Le petit chat est mort - Trek Jour 3 – Youga Dogourou – Youga Piri
Publié le 21 février 2010 par Magalicadet
Nous avançons dans le défilé de Youga Dogourou, la faille se resserre, nous enveloppe, abrite dans ses replis les constructions des Tellem, les premiers habitants de la région supplantés par les Dogons. Les ruines troglodytiques de ce peuple, dont la disparition reste encore un mystère, servent de cimetières aux Dogons, les corps de leurs défunts y sont hissés, pour y reposer éternellement, tout proches du ciel. Une brise clémente chargée de passé et de fantômes accompagne notre progression dans l’entonnoir de grès, de plus en plus étroit. Je peux toucher à présent simultanément ses parois gauche et droite. Les constructions Tellem subissent vaillamment les pressions de la pierre, venant du dessous, du dessus et leurs formes cylindriques semblent sur le point d’éclater. De certains greniers, résolus à se plier au bon vouloir de la roche, il ne reste plus qu’un enchevêtrement de briques rouges désordonné.
Pour sortir des entrailles de la falaise, il nous faut nous hisser, parfois aidés d' échelles Dogon, ces troncs, dont l’extrémité fourchue repose sur la pierre et dont les marches étroites ont été taillées à la hache. Nous rejoignons le plateau, qui domine une mer de sable d’où émergent sporadiquement quelques tâches brunes ou vertes. Jusqu’à la ligne d’horizon tout est irrémédiablement plat et monotone, quelques nuages de haute altitude venant ça et là foncer les ocres qui s’étirent à l’infini. Nous restons immobiles, un bon moment, décontenancés par cette vue à la fois majestueuse et décadente, s’ouvrant sur une nature accablée où la vie s’accroche par intermittence et dont la fin semble proche.
Nous marchons quelques centaines de mètres sur la pierre gris-rose, franchissant ses fêlures sur des ponts bricolés, faits de branchages et de brisures de grès. Nous ne retrouvons la végétation que de l’autre côté du piton lorsque nous descendons vers Youga Piri alors à peine discernable, camouflée par les éboulis.
La falaise de ce côté est polie et dorée, éclairée par le soleil déclinant, et semblable à une coulée verticale de boue pâteuse ; un petit air de décor artificiel. Les bogolans sèchent suspendus, les femmes utilisent ici en guise de teinture des décoctions de feuilles d’indigotier, et protègent certaines parties du coton tissé, vouées à rester blanches. Le village semble endormi en cette fin d’après-midi, les moutons mi noirs, mi blancs sont affalés sans élégance aucune et il me tarde d’en faire autant.
Nous arrivons suffisamment tôt au campement pour profiter des dernières minutes de lumière, je prends quelques notes dans mon carnet, vais saluer les voisins et leur cadavre de chat (semble-t-il) qui trône dans le passage qui nous conduit chez eux.
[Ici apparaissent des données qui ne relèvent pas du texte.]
PR #4649, opened 2022-07-14
Fix L0_decoupled

Tabrizian:

PR #4650, opened 2022-07-14
Fix seqfault when calling TRITONSERVER_InferenceRequestId

krishung5:


src/grpc_server.cc
```diff
@@ -3681,9 +3681,11 @@ ModelInferHandler::Process(InferHandler::State* state, bool rpc_ok)
     }
     // Get request ID for logging in case of error.
     const char* request_id = nullptr;
-    LOG_TRITONSERVER_ERROR(
-        TRITONSERVER_InferenceRequestId(irequest, &request_id),
-        "unable to retrieve request ID string");
+    if (irequest != nullptr) {
```
nv-kmcgill53, line 3684: Should this return if the `irequest` is null? The `request_id` becomes `"<id_unknown>"` but then we will attempt to use the null `irequest` on L3704  for TRITONSERVER_ServerInferAsync.

krishung5: I don't think TRITONSERVER_ServerInferAsync on L3704 will be triggered since the error is set on L3628 and we have this check on L3692

nv-kmcgill53 (approved):

nv-kmcgill53 (commented):
I think we should close this PR in favor of @Tabrizian's [PR](https://github.com/triton-inference-server/server/pull/4649)

krishung5:
Just saw that this has been fixed in Iman's PR. Closing this PR. Thanks Kyle.

PR #4654, opened 2022-07-15
Fix L0_model_config

nv-kmcgill53:
This PR fixes `strict_model_config` not being set to `true` when the `--disable-auto-complete-config` flag is used and the `--strict-model-config` flag is not present.


Tabrizian (approved):
We need to cherry-pick this change too, right?

PR #4656, opened 2022-07-15
fixed strict_model_config and disable-auto-complete-config

mc-nv:


nv-kmcgill53 (approved):

src/main.cc
```diff
@@ -1781,6 +1787,18 @@ Parse(TRITONSERVER_ServerOptions** server_options, int argc, char** argv)
     return false;
   }
 
+  // Check if there is a conflict between --disable-auto-complete-config
+  // and --strict-model-config
+  if (disable_auto_complete_config) {
+    if (strict_model_config_present && !strict_model_config) {
+      std::cerr
+          << "Warning: Overriding deprecated '--strict-model-config' from "
+             "False to True in favor of '--disable-auto-complete-config'!"
```
dyastremsky, line 1796: Approving because I'm not sure whether these are from other fixes/PRs, but I think verbiage is a tad confusing here. It could be clearer if it was something along the lines of:
"Warning: Overriding deprecated '--strict-model-config'=True in favor of '--disable-auto-complete-config'."

nv-kmcgill53: These are two PRs merged for this cherry pick. I can fix this going forward.

dyastremsky: Got it, thanks Kyle!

Il s’agirait de la demeure du Hogon, le chef religieux, avec qui Matthieu s’entretient un peu, pendant que fièrement je baragouine les quelques bribes de langue Dogon que je maîtrise à présent devant les enfants qui se sont ici regroupés. C’est peut-être mon accent peu convaincant qui les rend hilares, ou mon allure déliquescente, à moins qu’il ne s’agisse de ma tignasse jaune, les longues chevelures blondes étant plutôt peu courantes dans la région. Cela dit, la chevelure en question est dans un état étonnamment proche de celui de la peau du pauvre mammifère que l’on vient de croiser : un amas sec et compact de fibres informes. Je rêve d’un shampoing doux à la camomille suivi d’un soin capillaire réparateur aux 5 huiles essentielles et aux protéines de blé qui nourrissent et restaurent en profondeur …
Je mets fin à mon fantasme lorsque je réalise que l’eau que l’on nous apporte pour notre douche a été péniblement transportée par les femmes du village depuis les puits, tout en bas. Je fais définitivement une croix sur le spa relaxant lorsque je constate que la cabine de douche et les toilettes mixtes ne font qu’un... Je m’asperge à toute vitesse de deux gobelets d’eau après les avoir plongés dans un magnifique seau bleu lagon tout en retenant ma respiration.